3. ESRC PhD studentship opportunity – Parliament and Education

Applications are invited to an ESRC PhD Studentship for a project entitled Inclusivity and Engagement: children and the democratic process, to be supervised by Professor Leston-Bandeira, Co-Director of the Centre for Democratic Engagement, University of Leeds. This is a Collaborative PhD, which means we will work with an external partner, the Education and Engagement Service at the UK Parliament, with whom we will work very closely on the definition and implementation of the project. These highly prestigious, collaborative ESRC studentships are awarded by the White Rose Social Sciences Doctoral Training Partnership, a leading PhD training consortium of seven universities. More information about the project and on how to apply can be found here: https://phd.leeds.ac.uk/project/654-esrc-wrdtp-collaborative-studentship-inclusivity-and-engagement-children-and-the-democratic-process

Please circulate this opportunity to your best students (undergraduate or Masters, as this can be taken as 1+3 or as a +3 model). Deadline for applications: 13 March 2020.

Any queries, please get in touch with Professor Leston-Bandeira at: C.Leston-Bandeira@leeds.ac.uk

4. Essay Competition: Judging Panel Announced

We are very grateful to Professor Robert Hazell for agreeing to chair this year’s essay competition. Alongside him on the panel this year will be Adam Evans (UK Parliament) and Louise Thompson (University of Manchester).

If you have been marking parliamentary studies essays over the last few weeks, please consider submitting an entry to our competition. Essays must be no more than 3500 words and can focus on any legislature.  More details can be found here.

5. Call for Papers: Parliaments and Security Conference

The Centre for Security Research at the University of Edinburgh will host a one-day workshop on parliaments and security.
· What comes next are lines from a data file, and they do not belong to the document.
PR #411, opened 2026-06-23
@W-23050560: Add extract-optimization-apply MCP prompt

Akash-Rastogi:
## Summary

Adds a new admin-only MCP prompt `extract-optimization-apply` that orchestrates the recommend-then-apply workflow for extract refresh schedule optimization on Tableau Cloud. It pairs with the already-merged inform-side prompt and the four underlying tools, and adds a **two-phase preview/confirm contract** to the two write tools it drives.

- **Inform-side reads:** `list-extract-refresh-tasks`, `query-admin-insights-job-performance`
- **Apply-side writes:** `update-cloud-extract-refresh-task` (downgrade), `delete-extract-refresh-task` (delete)
- **Defaults to `dryRun=true`** so the report is produced with zero writes.
- **Step 4 HITL gate** uses the shared `renderHitlGate` primitive from `src/prompts/_lib/confirm.ts` (introduced in #405) so the wording stays consistent across destructive admin prompts.
- **Two-phase contract on both write tools.** Preview validates + returns a `confirmationToken`; confirmed apply requires a matching token before any Tableau write. For the update tool the token is bound to `(siteId, taskId, schedule)` — a preview of schedule A cannot be applied as schedule B.
- **Step 5 apply leg** is gated on explicit per-turn human approval, refuses to parallelize, and stops on first failure (no partial fan-out).

Reconciles with #414 (server-authoritative tag gate for `delete-workbook` / `delete-datasource`) by widening the shared `renderConfirmInstructions` helper with a `gateKind: 'tag' | 'token'` discriminant. Extract refresh tasks have no Tableau REST tag affordance so this prompt uses the friction-token contract; stale-content continues to use the tag contract, byte-identical to `main`.

Files:
- New: `src/prompts/extractOptimization/apply.ts` (prompt factory) + `apply.test.ts`
- New: `src/prompts/_lib/jobPerformance.ts` (shared with `job-optimization-inform`)
- New: `docs/docs/prompts/extract-optimization-apply.md`
- New: `tests/e2e/prompts/extractOptimization.test.ts`
- Modified: `src/prompts/_lib/confirm.ts` (+ tests) — `gateKind: 'tag' | 'token'` discriminant
- Modified: `src/tools/web/extractRefreshTasks/updateCloudExtractRefreshTask.ts` (+ tests) — two-phase contract, schedule-bound token
- Modified: `src/tools/web/extractRefreshTasks/deleteExtractRefreshTask.ts` (+ tests) — two-phase contract
- Modified: `docs/docs/intro.md` (Prompt List row), `docs/docs/tools/tasks/delete-extract-refresh-task.md`, `docs/docs/tools/tasks/update-cloud-extract-refresh-task.md`
- Modified: `tests/e2e/extractRefreshTasks/*.test.ts` — preview + mismatched-token coverage; disposable-id opt-in test now runs the full two-phase flow
- Modified: `src/prompts/index.ts` (register the factory), `package.json` / `package-lock.json` (2.21.1 → 2.22.0)

## Test plan

- [x] `npx tsc --noEmit` clean
- [x] `npm run lint` clean
- [x] `npm test` — 1996 unit tests pass
- [x] `npm run build` succeeds
- [ ] Eval (`extract-optimization-apply.eval.ts`) — separate work item (1B-4), not in this PR


src/prompts/extractOptimization/apply.ts
```diff
@@ -0,0 +1,190 @@
...
+        'Tableau Cloud caps lookback at 90 (365 with Advanced Management).',
+    ),
+  taskIds: z
+    .string()
+    .optional()
+    .describe(
+      'Optional comma-separated list of extract refresh task IDs (UUIDs) to scope the run to. ' +
+        'When omitted, the workflow analyzes every task returned by ' +
+        `\`${INVENTORY_TOOL}\`.`,
+    ),
```
Akash-Rastogi, line 36: [Akash's agent] `taskIds` is interpolated into the prompt text on line 104 (each id wrapped in backticks) but has no character-class constraint — `staleContent/apply.ts` adds a regex on its `tag` field as defense-in-depth for exactly this reason. Mirror that defense here.
```suggestion
  taskIds: z
    .string()
    .regex(
      /^[A-Za-z0-9, -]+$/,
      'taskIds must contain only letters, numbers, commas, spaces, and dashes',
    )
    .optional()
    .describe(
      'Optional comma-separated list of extract refresh task IDs (UUIDs) to scope the run to. ' +
        'When omitted, the workflow analyzes every task returned by ' +
        `\`${INVENTORY_TOOL}\`.`,
    ),
```

src/prompts/extractOptimization/apply.test.ts
```diff
@@ -0,0 +1,96 @@
...
+    expect(text).toContain('Do **not** call `update-cloud-extract-refresh-task`');
+    expect(text).toContain('Dry run — no changes applied.');
+  });
+
+  it('allows the apply step only after Step 4 confirmation when dryRun = false', async () => {
+    const text = await textOf({ dryRun: 'false' });
+    expect(text).toContain('`dryRun = false`');
+    expect(text).toContain('only after** the human confirms in Step 4');
+    expect(text).toContain('Step 5 — Apply (only after Step 4 approval).');
+    expect(text).not.toContain('Dry run — no changes applied.');
```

While parliaments’ roles in security have often been neglected in practice and in scholarship, the importance of parliaments in security has received significant attention in recent years.  This workshop will take stock of the current understanding of parliaments and security, showcase cutting-edge work in this area, and set an agenda for future research.  The conference invites papers reflecting on this broad theme from multiple perspectives and across a diverse range of specific topics.
Papers should have some focus on parliaments and security, widely defined.  Topics may include, but are not limited to:

  • parliamentary powers and parliamentary-executive relations in security policy;
  • the dynamics of party politics in parliaments’ roles in security issues;
  • how parliaments and their constituent actors define organize, institutionalise, and manage security matters;
  • parliaments’ relationships to ‘external’ actors including courts, security and intelligence bureaucratic actors, public opinion and pressure groups, media, and foreign actors in the realm of security;
  • and critical and ethical responses to parliamentary policy developments.

If interested in contributing to this conference, please send a (working) title, an abstract and a short bio to ceser@ed.ac.uk by 15 February 2020.  We will notify acceptance by the end of March. We may be available to offer a limited contribution to travel expenses, depending on need and demand.

Juliet Kaarbo & Andrew Neal
Co-Directors, Centre for Security Research

6. Ethnography of Parliament Panel at EASA

Please click here for an extended Call for Papers for the 16th European Association of Social Anthropologists (EASA) conference next July called ‘Ethnography of Parliament’.

If you have any questions, please contact the organisers directly.

7. Job Alert: Lecturer in the Politics of Gender, Sexuality and Identity

The Department of Politics and Institute of Irish Studies at the University of Liverpool seek to appoint a Joint Lecturer in the Politics of Gender, Sexuality and Identity. Applicants whose research interests intersect parliaments, gender, sexuality and identity are welcome. More information about the post is available here: https://www.jobs.ac.uk/job/BYD749/lecturer-grade-7. Our group’s Treasurer, Sean Haughey (sean.haughey@liverpool.ac.uk), is happy to answer any informal queries about the post. Deadline 16th February 2020.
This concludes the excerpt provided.